= Grant Hansen =

Australian singer

Grant Hansen is an Australian Indigenous musician and broadcaster who has worked as a host of the Marngrook footy show, broadcast on National Indigenous TV network as well as Channel 31, Foxtel, ABC and SBS . He has worked as a radio announcer / presenter on Melbourne's Indigenous radio station 3KND. Hansen won a Deadly in 2000 for Aboriginal Broadcaster of the Year. He has also worked at 3CR, SBS and SEN sports station.

== Musical career ==
Hansen was one of the founding members of Blackfire who were one of Australia’s most successful indigenous acts of the 90s. They were awarded a NAIDOC award for Artists of the year and received an international songwriting award for the song My Island Paradise.
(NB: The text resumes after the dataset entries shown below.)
PR #573, opened 2020-10-30
Add metrics for operation counts (part of #551)

debnil:
This PR adds metrics for operation counts. It's marked as a draft PR because I have a few outstanding questions, and haven't fully tested it until these are resolved.

1. Does this implementation and architecture generally make sense?
2. Am I passing the correct parameters for prune ops and number of update ops in update?
3. Where is the number of update ops in delete supported to be? The only other len(ops) check in `trader/trader.go` is for deletion, but from the data doc, it looks like this count is for the update event, not deletion.

### DIFF
--- a/support/metrics/metricsTracker.go
+++ b/support/metrics/metricsTracker.go
@@ -31,7 +31,6 @@ type MetricsTracker struct {
 	botStartTime        time.Time
 	isDisabled          bool
 	updateEventSentTime *time.Time
-	numOps              numOps
 }
 
 // TODO DS Investigate other fields to add to this top-level event.
@@ -109,10 +108,12 @@ type eventWrapper struct {
 	Events []event `json:"events"`
 }
 
-type numOps struct {
-	PruneOps         int `json:"num_prune_ops"`
-	UpdatesOpsDelete int `json:"num_update_ops_delete"`
-	UpdatesOpsUpdate int `json:"num_update_ops_update"`
+// UpdateLoopResult contains the results of the orderbook update.
+type UpdateLoopResult struct {
+	Success            bool
+	NumPruneOps        int
+	NumUpdateOpsDelete int
+	NumUpdateOpsUpdate int
 }
 
 // response structure taken from here: https://help.amplitude.com/hc/en-us/articles/360032842391-HTTP-API-V2#tocSsuccesssummary
@@ -215,27 +216,7 @@ func MakeMetricsTracker(
 		botStartTime:        botStartTime,
 		isDisabled:          isDisabled,
 		updateEventSentTime: nil,
-		numOps: numOps{
-			PruneOps:         0,
-			UpdatesOpsDelete: 0,
-			UpdatesOpsUpdate: 0,
-		},
 	}, nil
-}
-
-// AddPruneOps increments the total prune ops by the number of new ops.
-func (mt *MetricsTracker) AddPruneOps(numNewOps int) {
-	mt.numOps.PruneOps += numNewOps
-}
-
-// AddUpdatesOpsDelete increments the total update ops from deletion, by the number of new ops.
-func (mt *MetricsTracker) AddUpdatesOpsDelete(numNewOps int) {
-	mt.numOps.UpdatesOpsDelete += numNewOps
-}
-
-// AddUpdatesOpsUpdate increments the total update ops from updates, by the number of new ops.
-func (mt *MetricsTracker) AddUpdatesOpsUpdate(numNewOps int) {
-	mt.numOps.UpdatesOpsUpdate += numNewOps
 }
 
 // GetUpdateEventSentTime gets the last sent time of the update event.
@@ -249,7 +230,7 @@ func (mt *MetricsTracker) SendStartupEvent() error {
 }
 
 // SendUpdateEvent sends the update Amplitude event.
-func (mt *MetricsTracker) SendUpdateEvent(now time.Time, success bool, millisForUpdate int64) error {
+func (mt *MetricsTracker) SendUpdateEvent(now time.Time, updateResult UpdateLoopResult, millisForUpdate int64) error {
 	commonProps := mt.props
 	commonProps.SecondsSinceStart = now.Sub(mt.botStartTime).Seconds()
 
@@ -261,12 +242,12 @@ func (mt *MetricsTracker) SendUpdateEvent(now time.Time, success bool, millisFor
 	}
 	updateProps := updateProps{
 		commonProps:                  commonProps,
-		Success:                      success,
+		Success:                      updateResult.Success,
 		MillisForUpdate:              millisForUpdate,
 		SecondsSinceLastUpdateMetric: secondsSinceLastUpdateMetric,
-		NumPruneOps:                  mt.numOps.PruneOps,
-		NumUpdatesOpsDelete:          mt.numOps.UpdatesOpsDelete,
-		NumUpdatesOpsUpdate:          mt.numOps.UpdatesOpsUpdate,
+		NumPruneOps:                  updateResult.NumPruneOps,
+		NumUpdatesOpsDelete:          updateResult.NumUpdateOpsDelete,
+		NumUpdatesOpsUpdate:          updateResult.NumUpdateOpsUpdate,
 	}
 	e := mt.sendEvent(updateEventName, updateProps)
 	if e != nil {
--- a/support/metrics/metricsTracker.go
+++ b/support/metrics/metricsTracker.go
@@ -31,6 +31,7 @@ type MetricsTracker struct {
 	botStartTime        time.Time
 	isDisabled          bool
 	updateEventSentTime *time.Time
+	numOps              numOps
 }
 
 // TODO DS Investigate other fields to add to this top-level event.
@@ -89,6 +90,9 @@ type updateProps struct {
 	Success                      bool    `json:"success"`
 	MillisForUpdate              int64   `json:"millis_for_update"`
 	SecondsSinceLastUpdateMetric float64 `json:"seconds_since_last_update_metric"` // helps understand total runtime of bot when summing this field across events
+	NumPruneOps                  int     `json:"num_prune_ops"`
+	NumUpdatesOpsDelete          int     `json:"num_update_ops_delete"`
+	NumUpdatesOpsUpdate          int     `json:"num_update_ops_update"`
 }
 
 // deleteProps holds the properties for the delete Amplitude event.
@@ -103,6 +107,12 @@ type deleteProps struct {
 type eventWrapper struct {
 	ApiKey string  `json:"api_key"`
 	Events []event `json:"events"`
+}
+
+type numOps struct {
+	PruneOps         int `json:"num_prune_ops"`
+	UpdatesOpsDelete int `json:"num_update_ops_delete"`
+	UpdatesOpsUpdate int `json:"num_update_ops_update"`
 }
 
 // response structure taken from here: https://help.amplitude.com/hc/en-us/articles/360032842391-HTTP-API-V2#tocSsuccesssummary
@@ -205,7 +215,27 @@ func MakeMetricsTracker(
 		botStartTime:        botStartTime,
 		isDisabled:          isDisabled,
 		updateEventSentTime: nil,
+		numOps: numOps{
+			PruneOps:         0,
+			UpdatesOpsDelete: 0,
+			UpdatesOpsUpdate: 0,
+		},
 	}, nil
+}
+
+// AddPruneOps increments the total prune ops by the number of new ops.
+func (mt *MetricsTracker) AddPruneOps(numNewOps int) {
+	mt.numOps.PruneOps += numNewOps
+}
+
+// AddUpdatesOpsDelete increments the total update ops from deletion, by the number of new ops.
+func (mt *MetricsTracker) AddUpdatesOpsDelete(numNewOps int) {
+	mt.numOps.UpdatesOpsDelete += numNewOps
+}
+
+// AddUpdatesOpsUpdate increments the total update ops from updates, by the number of new ops.
+func (mt *MetricsTracker) AddUpdatesOpsUpdate(numNewOps int) {
+	mt.numOps.UpdatesOpsUpdate += numNewOps
 }
 
 // GetUpdateEventSentTime gets the last sent time of the update event.
@@ -234,6 +264,9 @@ func (mt *MetricsTracker) SendUpdateEvent(now time.Time, success bool, millisFor
 		Success:                      success,
 		MillisForUpdate:              millisForUpdate,
 		SecondsSinceLastUpdateMetric: secondsSinceLastUpdateMetric,
+		NumPruneOps:                  mt.numOps.PruneOps,
+		NumUpdatesOpsDelete:          mt.numOps.UpdatesOpsDelete,
+		NumUpdatesOpsUpdate:          mt.numOps.UpdatesOpsUpdate,
 	}
 	e := mt.sendEvent(updateEventName, updateProps)
 	if e != nil {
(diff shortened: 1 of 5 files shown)


trader/trader.go
```diff
@@ -401,6 +401,8 @@ func (t *Trader) update() bool {
 			return false
 		}
 
+		t.metricsTracker.AddPruneOps(len(pruneOps))
```
nikhilsaraf, line 404: we shouldn't update the `metricsTracker` with this because the metrics tracker is only responsible to send metrics, not to accumulate metrics.

the `update()` function should return a struct like this:
```
{
success: bool
numPruneOps: int
numUpdateOpsDelete: int
numUpdateOpsUpdate: int
}
```

then in the caller, we are already sending `sendUpdateEvent` -- this should take in this new struct instead of taking in the `success` field which is currently a `bool`.

does this make sense?

support/metrics/metricsTracker.go
```diff
@@ -205,9 +215,29 @@ func MakeMetricsTracker(
...
+		numOps: numOps{
+			PruneOps:         0,
+			UpdatesOpsDelete: 0,
+			UpdatesOpsUpdate: 0,
+		},
 	}, nil
 }
 
+// AddPruneOps increments the total prune ops by the number of new ops.
+func (mt *MetricsTracker) AddPruneOps(numNewOps int) {
```
nikhilsaraf, line 227: we don't need these functions

support/metrics/metricsTracker.go
```diff
@@ -205,9 +215,29 @@ func MakeMetricsTracker(
 		botStartTime:        botStartTime,
 		isDisabled:          isDisabled,
 		updateEventSentTime: nil,
+		numOps: numOps{
```
nikhilsaraf, line 218: don't need this

support/metrics/metricsTracker.go
```diff
@@ -105,6 +109,12 @@ type eventWrapper struct {
 	Events []event `json:"events"`
 }
 
+type numOps struct {
```
nikhilsaraf, line 112: don't need this

support/metrics/metricsTracker.go
```diff
@@ -89,6 +90,9 @@ type updateProps struct {
 	Success                      bool    `json:"success"`
 	MillisForUpdate              int64   `json:"millis_for_update"`
 	SecondsSinceLastUpdateMetric float64 `json:"seconds_since_last_update_metric"` // helps understand total runtime of bot when summing this field across events
+	NumPruneOps                  int     `json:"num_prune_ops"`
```
nikhilsaraf, line 93: we need this so we can leave it here

support/metrics/metricsTracker.go
```diff
@@ -31,6 +31,7 @@ type MetricsTracker struct {
 	botStartTime        time.Time
 	isDisabled          bool
 	updateEventSentTime *time.Time
+	numOps              numOps
```
nikhilsaraf, line 34: remove

support/metrics/metricsTracker.go
```diff
@@ -234,6 +264,9 @@ func (mt *MetricsTracker) SendUpdateEvent(now time.Time, success bool, millisFor
 		Success:                      success,
 		MillisForUpdate:              millisForUpdate,
 		SecondsSinceLastUpdateMetric: secondsSinceLastUpdateMetric,
+		NumPruneOps:                  mt.numOps.PruneOps,
```
nikhilsaraf, line 267: `SendUpdateEvent` should take in the struct `UpdateLoopResult` (defined in a comment below)

so here we would say:

```
Success: updateLoopResult.success,
NumPruneOps: updateLoopResult.numPruneOps,
NumUpdateOpsDelete: updateLoopResult.numUpdateOpsDelete,
NumUpdateOpsUpdate: updateLoopResult.numUpdateOpsUpdate,
```

makes sense?

nikhilsaraf (commented):
draft PR is super helpful here too, added comments for a direction we can take this in.

debnil:
@nikhilsaraf: Super helpful review! I've addressed it. Big outstanding question: am I defining the various `Num*Ops` in the right places in the `Trader.update()` method?

support/metrics/metricsTracker.go
```diff
@@ -105,6 +108,14 @@ type eventWrapper struct {
 	Events []event `json:"events"`
 }
 
+// UpdateLoopResult contains the results of the orderbook update.
+type UpdateLoopResult struct {
```
nikhilsaraf, line 112: structure of the struct looks right.
this should be accessible by the `update()` function as it's the result of that function. should live in `trader.go`
(see review about trade metrics handler mentioning that we should move this file metricsTracker.go to the plugins package)

support/metrics/metricsTracker.go
```diff
@@ -231,9 +242,12 @@ func (mt *MetricsTracker) SendUpdateEvent(now time.Time, success bool, millisFor
 	}
 	updateProps := updateProps{
 		commonProps:                  commonProps,
-		Success:                      success,
+		Success:                      updateResult.Success,
```
nikhilsaraf, line 245: these look right 👍

trader/trader.go
```diff
@@ -123,12 +123,12 @@ func (t *Trader) Start() {
 	for {
 		currentUpdateTime := time.Now()
 		if lastUpdateTime.IsZero() || t.timeController.ShouldUpdate(lastUpdateTime, currentUpdateTime) {
-			success := t.update()
+			updateResult := t.update()
```
nikhilsaraf, line 126: since the updateResult is returned by this update() function, the struct should be specified in this file trader.go (repeating this comment from above to as a point of reference for usage of this struct here)

trader/trader.go
```diff
@@ -377,28 +387,44 @@ func (t *Trader) update() bool {
...
+			NumUpdateOpsUpdate: numUpdateOpsUpdate,
+		}
 	}
 
 	// delete excess offers
 	var pruneOps []build.TransactionMutator
 	pruneOps, t.buyingAOffers, t.sellingAOffers = t.strategy.PruneExistingOffers(t.buyingAOffers, t.sellingAOffers)
-	log.Printf("created %d operations to prune excess offers\n", len(pruneOps))
-	if len(pruneOps) > 0 {
+	numPruneOps = len(pruneOps)
```
nikhilsaraf, line 414: 👍

trader/trader.go
```diff
@@ -448,20 +490,37 @@ func (t *Trader) update() bool {
...
-			return false
+			return metrics.UpdateLoopResult{
+				Success:            false,
+				NumPruneOps:        numPruneOps,
+				NumUpdateOpsDelete: numUpdateOpsDelete,
+				NumUpdateOpsUpdate: numUpdateOpsUpdate,
+			}
 		}
+
+		// t.metricsTracker.AddUpdatesOpsUpdate(len(ops))
```
nikhilsaraf, line 501: can remove commented out code

trader/trader.go
```diff
@@ -432,12 +468,18 @@ func (t *Trader) update() bool {
...
+				NumPruneOps:        numPruneOps,
+				NumUpdateOpsDelete: numUpdateOpsDelete,
+				NumUpdateOpsUpdate: numUpdateOpsUpdate,
+			}
 		}
 	}
 
-	log.Printf("created %d operations to update existing offers\n", len(ops))
-	if len(ops) > 0 {
+	numUpdateOpsUpdate = len(ops)
```
nikhilsaraf, line 480: we haven't used `numUpdateOpsDelete` anywhere.

the numUpdateOps is broken down into two subparts: numUpdateOpsUpdate and numUpdateOpsDelete.
i.e. these update ops can contain ops to create, modify, or delete offers.
(on second thought we need to accommodate the "create" case as well so need to add that metric to the UpdateLoopResult and therefore in amplitude as well).

we need a for loop over all the update ops to count them towards either `create`, `update`, or `delete` ops.
you can call that function "countUpdateOps` as an example and have that function independently tested.

nikhilsaraf (commented):
need to make one addition to count the update ops correctly and add a relevant test, but looks good for the most part. 👍 

can remove from draft status so we can merge in next update.

support/metrics/metricsTracker.go
debnil: Even if we move `metricsTracker` to plugins, this struct cannot live in `trader.go`. That creates an import cycle, since `trader.go` already imports `plugins`. So, I think this struct has to live in `plugins/metricsTracker` (or somewhere else) to avoid cycles.

trader/trader.go
debnil: This will create an import cycle, since `trader.go` already imports `plugins`, and we pass a `UpdateLoopResult` to `SendUpdateEvent`.

nikhilsaraf: ok good point. Then let's leave as-is. Can you add a comment on the declaration of UpdateLoopResult in plugins/metricsTracker pointing this out as the reason why we define it there as opposed to in trader.go?

trader/trader.go
```diff
@@ -443,24 +493,54 @@ func (t *Trader) update() bool {
...
+			return plugins.UpdateLoopResult{
+				Success:            false,
+				NumPruneOps:        numPruneOps,
+				NumUpdateOpsDelete: numUpdateOpsDelete,
+				NumUpdateOpsUpdate: numUpdateOpsUpdate,
+				NumUpdateOpsCreate: numUpdateOpsCreate,
+			}
+		}
 
+		numUpdateOpsCreate, numUpdateOpsDelete, numUpdateOpsUpdate, e = t.countOfferChangeTypes(ops)
```
nikhilsaraf, line 508: we should run this on the `opsOld` value (i.e. after we call `t.strategy.UpdateWithOps(t.buyingAOffers, t.sellingAOffers`) instead of here.

trader/trader.go
```diff
@@ -534,3 +614,31 @@ func (t *Trader) getExistingOffers() ([]hProtocol.Offer /*sellingAOffers*/, []hP
 func (t *Trader) setExistingOffers(sellingAOffers []hProtocol.Offer, buyingAOffers []hProtocol.Offer) {
 	t.sellingAOffers, t.buyingAOffers = sellingAOffers, buyingAOffers
 }
+
+func (t *Trader) countOfferChangeTypes(offers []txnbuild.Operation) (numCreate int, numUpdate int, numDelete int, e error) {
```
nikhilsaraf, line 618: can you add a test for this?

- we can pass in 3 create offers, 2 updates, 1 delete and it should recognize it.
- then we should mix the order like (1 delete, 1 updates, 1 delete, 1 create, 2 update)
- a third case with just 2 update orders
- and a fourth case with just 1 create order

nikhilsaraf: note that once we move the function call to the correct place, the input will be of type `[]build.TransactionMutator` and not `[]txnbuild.Operation`.

trader/trader.go
```diff
@@ -534,3 +614,31 @@ func (t *Trader) getExistingOffers() ([]hProtocol.Offer /*sellingAOffers*/, []hP
...
+		if e != nil {
+			return 0, 0, 0, fmt.Errorf("could not convert op to offer: %s", e)
+		}
+
+		manageSellOp := offerXdr.Body.ManageSellOfferOp
+		if manageSellOp == nil {
+			return 0, 0, 0, fmt.Errorf("offers were not of expected type ManageSellOffer")
+		}
+
+		// 0 amount represents deletion
```
nikhilsaraf, line 631: 💯

trader/trader.go
```diff
@@ -534,3 +614,31 @@ func (t *Trader) getExistingOffers() ([]hProtocol.Offer /*sellingAOffers*/, []hP
...
+		if manageSellOp.Amount == 0 {
+			numDelete++
+		} else if manageSellOp.OfferId == 0 {
+			numCreate++
+		} else {
+			numUpdate++
+		}
+	}
+
+	return
```
nikhilsaraf, line 643: code convention: we try to avoid the implicit return syntax to keep things simple by being explicit.

can you `return numCreate, numUpdate, numDelete`?

nikhilsaraf:
@debnil can take this out of draft status

trader/trader.go
```diff
@@ -615,30 +616,29 @@ func (t *Trader) setExistingOffers(sellingAOffers []hProtocol.Offer, buyingAOffe
 	t.sellingAOffers, t.buyingAOffers = sellingAOffers, buyingAOffers
 }
 
-func (t *Trader) countOfferChangeTypes(offers []txnbuild.Operation) (numCreate int, numUpdate int, numDelete int, e error) {
-	var offerXdr xdr.Operation
+func countOfferChangeTypes(offers []*txnbuild.ManageSellOffer) (int, int, int, error) {
+	numCreate, numDelete, numUpdate := 0, 0, 0
```
nikhilsaraf, line 620: it's ok to leave the signature as `(numCreate int, numUpdate int, numDelete int, e error)` so we know what each returned value is. makes it easy for readers/consumers of the function and when figuring out what to return.

just because we are explicitly returning the values doesn't mean we cannot have named variables in the return types. 
alternatively we an use this approach for the return types `(/*numCreate*/ int, /*numUpdate*/ int, /*numDelete*/ int, error)` (error doesn't need a comment in this case)
we use both of the above patterns in a few parts of the codebase

trader/trader.go
```diff
@@ -615,30 +616,29 @@ func (t *Trader) setExistingOffers(sellingAOffers []hProtocol.Offer, buyingAOffe
...
 	for _, o := range offers {
-		offerXdr, e = o.BuildXDR()
-		if e != nil {
-			return 0, 0, 0, fmt.Errorf("could not convert op to offer: %s", e)
+		if o == nil {
+			return 0, 0, 0, fmt.Errorf("offers were not of expected type ManageSellOffer")
```
nikhilsaraf, line 623: we should provide more context on the failure so it's easier to debug. such as:
`fmt.Errorf("offer at index %d was not of expected type ManageSellOffer (actual type = %T): %+v", i, o, o)`

trader/trader.go
```diff
@@ -615,30 +616,29 @@ func (t *Trader) setExistingOffers(sellingAOffers []hProtocol.Offer, buyingAOffe
...
 		}
 
-		manageSellOp := offerXdr.Body.ManageSellOfferOp
-		if manageSellOp == nil {
-			return 0, 0, 0, fmt.Errorf("offers were not of expected type ManageSellOffer")
+		opAmount, e := strconv.ParseFloat(o.Amount, 64)
+		if e != nil {
+			return 0, 0, 0, fmt.Errorf(" invalid operation amount (%s) could not be parsed as float", o.Amount)
```
nikhilsaraf, line 628: `..for operation at index %d: %v", ..., i, o` so we print the whole offer as well for easier debugging

trader/trader.go
nikhilsaraf: note that in the previous commit this was create, update, delete, and now we return create, delete, update -- this is very easy to do because the types are same which is where the above convention helps just a little

trader/trader_test.go
```diff
@@ -247,3 +250,100 @@ func TestShouldSendUpdateMetric_NilLastMetricUpdate(t *testing.T) {
 	shouldUpdate := shouldSendUpdateMetric(now, now, nil)
 	assert.Equal(t, true, shouldUpdate)
 }
+
+func TestCountOfferChangeTypes(t *testing.T) {
```
nikhilsaraf, line 254: nailed it 👍

nikhilsaraf (commented):
minor style suggestion, perfect otherwise! 👍

trader/trader.go
debnil: Great suggestion! I changed it to create-delete-update to be in alphabetical order - that felt the least arbitrary - but definitely implementing this approach to naming.

nikhilsaraf (approved):
fyi @debnil added some small consistency related adjustments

Hansen was the manager of Blackfire for ten of their 12 years, taking over from Anthony Brown.

He also founded the Kutcha Edwards Band when Blackfire took a break after being on the road for 12 years .

Hansen released a solo album Big City Combo (2007) which features guest appearances from Wilbur Wilde, Ross Wilson, Paul Kelly and Paul Hester.

Hansen’s Big City Combo Band now features former members of OL’55, Swanee, Delltones, Dynamic Hepnotics and Mental as Anything. Grant has also played with and managed Koori acts including Interaction, Mercury Blues, Deniece Hudson, Bob Wilson and Vic Simms. He has toured all over Australia as well as China, Japan, Taiwan, Canada, Mexico, and is a leading indigenous musician in the Australian music scene.

He was a founding member and former CEO of Songlines Music Aboriginal corporation. He worked as the CEO for 12 years. In 2003, he created the biggest indigenous music concert Share the Spirit held every year in Melbourne on 26 January.

== Television career ==
Hansen was the creator and host of Australia’s most popular indigenous TV show Marngrook, and worked on the show as a presenter, writer, producer. Marngrook aired on NITV for twelve years.

He has acted and appeared in the Chinese series Rich Dad Poor Dad, and starred in the live theater production Up the Road. He has worked on other TV programs including Staying Healthy Staying Alive, ABC’s Songlines, and served as host of the Treaty TV Show on SBS.